The best model architecture is a Keras simpleRNN with an embedding layer in the beginning and a dense layer in the end. To run the code, execute:
python liujia45_nn.py
The model was tested under various hyperparameters, including embedding dimension, hidden layer size, batch size, and epochs. The results of these experiments are shown in the tables below.

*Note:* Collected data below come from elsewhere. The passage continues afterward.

PR #800, opened 2021-10-07
ETD-394 Send messages to SQS queue for DSpace publication

jazairi:

In order to publish theses to DSpace, we need to send messages to
an SQS queue that the DSpace Submission Service (DSS) can read from
and continue the publication workflow.

#### Relevant ticket(s):

* https://mitlibraries.atlassian.net/browse/ETD-394

This creates a DspacePublicationJob that constructs and sends
a DSS-compliant message to the SQS queue.

* The AWS Ruby SDK requires message attribute keys to be snake case
instead of camel case and symbols instead of strings. It's unclear
if this will cause issues with DSS.
* Added a message to development.rb about the ActiveStorage host.
Currently this needs to be each time one starts a rails console,
but there is an open PR in the rails codebase that will allow us
to configure it for the dev environment.
* We chose to use AWS client stubs for testing purposes rather than
VCR. This means that we'll be instantiating the SQS client outside
of the job, but we don't anticipate any issues with this approach.

#### Developer

#### Code Reviewer

NO

YES

### DIFF
--- a/test/models/dspace_metadata_test.rb
+++ b/test/models/dspace_metadata_test.rb
@@ -10,43 +10,56 @@ class DspaceMetadataTest < ActiveSupport::TestCase
     thesis.save
   end
 
-  test 'parses thesis data as DSpace DC' do
+  test 'metadata file contains thesis data' do
     t = theses(:one)
     dss_friendly_thesis(t)
-    dc = DspaceMetadata.new(t).instance_variable_get(:@dc)
-    assert_equal 'MyString', dc['dc.title']
-    assert_equal '2017-09', dc['dc.date.issued']
-    assert_equal 'MyText', dc['dc.description.abstract']
+    serialized = DspaceMetadata.new(t).serialize_dss_metadata
+    unserialized = JSON.parse(serialized)
+
+    assert unserialized['metadata'].include?({ 'key' => 'dc.title', 'value' => 'MyString' })
+    assert unserialized['metadata'].include?({ 'key' => 'dc.date.issued', 'value' => '2017-09' })
+    assert unserialized['metadata'].include?({ 'key' => 'dc.description.abstract', 'value' => 'MyText' })
 
     # No abstract (optional for undergraduate theses)
     t.abstract = nil
     t.save
-    dc = DspaceMetadata.new(t).instance_variable_get(:@dc)
-    assert_nil dc['dc.description.abstract']
+    dss_friendly_thesis(t)
+    serialized = DspaceMetadata.new(t).serialize_dss_metadata
+    unserialized = JSON.parse(serialized)
+    refute unserialized['metadata'].include?({ 'key' => 'dc.description.abstract', 'value' => '' })
   end
 
-  test 'parses author data as DSpace DC' do
+  test 'metadata file contains author data' do
     # One author
     t = Thesis.create(title: 'Who cares', graduation_year: '2021', graduation_month: 'February',
                       advisors: [advisors(:first)], users: [users(:second)], degrees: [degrees(:one)],
                       departments: [departments(:one)], copyright: copyrights(:mit))
     dss_friendly_thesis(t)
-    dc = DspaceMetadata.new(t).instance_variable_get(:@dc)
-    assert_equal ['Student, Second'], dc['dc.contributor.author']
+    serialized = DspaceMetadata.new(t).serialize_dss_metadata
+    unserialized = JSON.parse(serialized)
+
+    assert unserialized['metadata'].include?({ 'key' => 'dc.contributor.author', 'value' => 'Student, Second' })
 
     # More than one author
     t.users = [users(:second), users(:third)]
     t.save
-    dc = DspaceMetadata.new(t).instance_variable_get(:@dc)
-    assert_equal ['Student, Second', 'Student, Third'], dc['dc.contributor.author']
+
+    dss_friendly_thesis(t)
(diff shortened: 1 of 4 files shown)


README.md
```diff
@@ -73,6 +73,15 @@ of variables:
 In addition, you will need to ensure the bucket CORS `AllowedOrigin` settings
 are configured to allow for the domain this app runs at.
 
+## SQS Configuration
+
+We use AWS SQS queues to publish theses to DSpace and read data about published theses from DSpace. The
+[DSpace Submission Service](https://github.com/MITLibraries/dspace-submission-service) middleware supports this workflow.
+
+`SQS_INPUT_QUEUE_NAME` - The name of the SQS input queue used for publication to DSpace.
```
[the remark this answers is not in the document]
JPrevost: The Python sdk allows us to use queues just by name. I want to see if the ruby sdk does as well as the full URL for the input queue and just the name of the output queue feels weird. It's fine if ruby doesn't have that affordance though.

config/environments/test.rb
```diff
@@ -11,7 +11,9 @@
   ENV['SP_PRIVATE_KEY'] = ''
   ENV['SP_CERTIFICATE'] = ''
   ENV['THESIS_ADMIN_EMAIL'] = 'test@example.com'
-  ENV['OUTPUT_QUEUE_NAME'] = 'test_queue'
+  ENV['SQS_INPUT_QUEUE_URL'] = 'http://localhost:5000/123456789012/test1'
+  ENV['SQS_OUTPUT_QUEUE_NAME'] = 'test2'
```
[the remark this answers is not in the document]
jazairi: We need `SQS_OUTPUT_QUEUE_NAME` to build the message attributes. It's used in the SqsMessage class: https://github.com/MITLibraries/thing/blob/4f2b7bdf9c712f37eab8160c2db3d35a15c7d3ae/app/models/sqs_message.rb#L16

test/models/dspace_metadata_test.rb
```diff
@@ -56,138 +70,251 @@ def dss_friendly_thesis(thesis)
...
+    u.orcid = nil
+    u.save
+    t2.reload
+    serialized = DspaceMetadata.new(t2).serialize_dss_metadata
+    unserialized = JSON.parse(serialized)
+
+    assert unserialized['metadata'].include?({ 'key' => 'dc.identifier.orcid', 'value' => '0001' })
+    refute unserialized['metadata'].include?({ 'key' => 'dc.identifier.orcid', 'value' => '0002' })
 
     # One author and no ORCID
```
matt-bernhardt, line 90: I see what the changes to the test do, and don't object - but this is no longer a test of one author and no ORCIDs - there are two authors in the t2 fixture at this stage, neither of which have an ORCID. The tests seem to confirm that zero ORCIDs are present, which I think is the correct test, but the comment probably needs to be updated.

test/models/dspace_metadata_test.rb
```diff
@@ -56,138 +70,251 @@ def dss_friendly_thesis(thesis)
...
-    assert_equal %w[MFA JD], dc['dc.description.degree']
-    assert_equal ['Master of Fine Arts', 'Master of Fine Arts'], dc['thesis.degree.name']
-    assert_equal %w[Bachelor Master], dc['mit.thesis.degree']
+    dss_friendly_thesis(t)
+    serialized = DspaceMetadata.new(t).serialize_dss_metadata
+    unserialized = JSON.parse(serialized)
+
+    assert unserialized['metadata'].include?({ 'key' => 'dc.description.degree', 'value' => 'MFA' })
+    assert unserialized['metadata'].include?({ 'key' => 'dc.description.degree', 'value' => 'JD' })
+    # TODO: are we supposed to be including the same degree name twice if they are the same?
```
matt-bernhardt, line 274: Is there a ticket in the backlog to resolve this question?

test/models/dspace_metadata_test.rb
```diff
@@ -10,43 +10,57 @@ def dss_friendly_thesis(thesis)
...
     t = theses(:one)
     dss_friendly_thesis(t)
-    dc = DspaceMetadata.new(t).instance_variable_get(:@dc)
-    assert_equal 'MyString', dc['dc.title']
-    assert_equal '2017-09', dc['dc.date.issued']
-    assert_equal 'MyText', dc['dc.description.abstract']
+    serialized = DspaceMetadata.new(t).serialize_dss_metadata
+    unserialized = JSON.parse(serialized)
+
+    assert_equal ['metadata'], unserialized.keys
```
matt-bernhardt, line 19: This test is repeated down in the bottom of the file, and I'm not sure why - I'm not sure it is a huge problem, I've repeated tests as part of separate sequences to confirm the expected, but I'm not sure I follow the distinction between this test and what's on line 330.

matt-bernhardt (commented):
I've looked at only the final commit in this PR, but no earlier work. If needed, I'm happy to look earlier if that would help give context. I'm making this a Comment rather than an Approval only because I want to make sure that I've done the expected scope of work.

The three comments I've made here are non-blocking in themselves. There's a comment in a test that I think needs to be updated, one repeated assertion which I'm not sure is needed, and a TODO comment that I think probably should become a ticket in the backlog.

test/models/dspace_metadata_test.rb
JPrevost: I suspect I copy/pastad the wrong comment. I'll take a closer look. Thanks for catching that.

Fixing embedding_dim = 128, hidden_size = 64, batch_size = 32, and epochs = 1:
Features Included | Test Accuracy |
---|---|
no features | 93.74% |
1 feature (+is_capitalize) | 93.08% |
2 features (+contains_digit) | 93.84% |
3 features (+contains_hyphen) | 93.45% |
4 features (+is_title) | 93.17% |
5 features (+word_length) | 95.81% |
Having all 5 features, hidden_size = 64, batch_size = 32, and epochs = 1:
embedding_dim | Test Accuracy |
---|---|
32 | 94.41% |
64 | 95.59% |
128 | 95.81% |
Experiment 3: Varying hidden layer size
Having all 5 features, embedding_dim = 128, batch_size = 32, and epochs = 1:
hidden_size | Test Accuracy |
---|---|
16 | 95.15% |
32 | 96.14% |
64 | 95.81% |
Having all 5 features, embedding_dim = 128, hidden_size = 32, and epochs = 1:
batch_size | Test Accuracy |
---|---|
4 | 99.24% |
8 | 98.47% |
16 | 97.56% |
32 | 96.14% |
Having all 5 features, embedding_dim = 128, hidden_size = 32, batch_size = 4:
Epoch | Validation Accuracy |
---|---|
1 | 99.30% |
2 | 99.57% |
3 | 99.60% |
4 | 99.63% |
5 | 99.64% |
6 | 99.62% |
7 | 99.62% |
8 | 99.60% |
9 | 99.59% |
10 | 99.58% |
Final Test Accuracy | 99.59% |
From the experiments, it can be observed that the model's performance improves with the inclusion of more features. Additionally, the optimal hyperparameters are found to be an embedding dimension of 128, hidden layer size of 32, batch size of 4, and training for multiple epochs. The model achieves a final test accuracy of 99.59% under these conditions.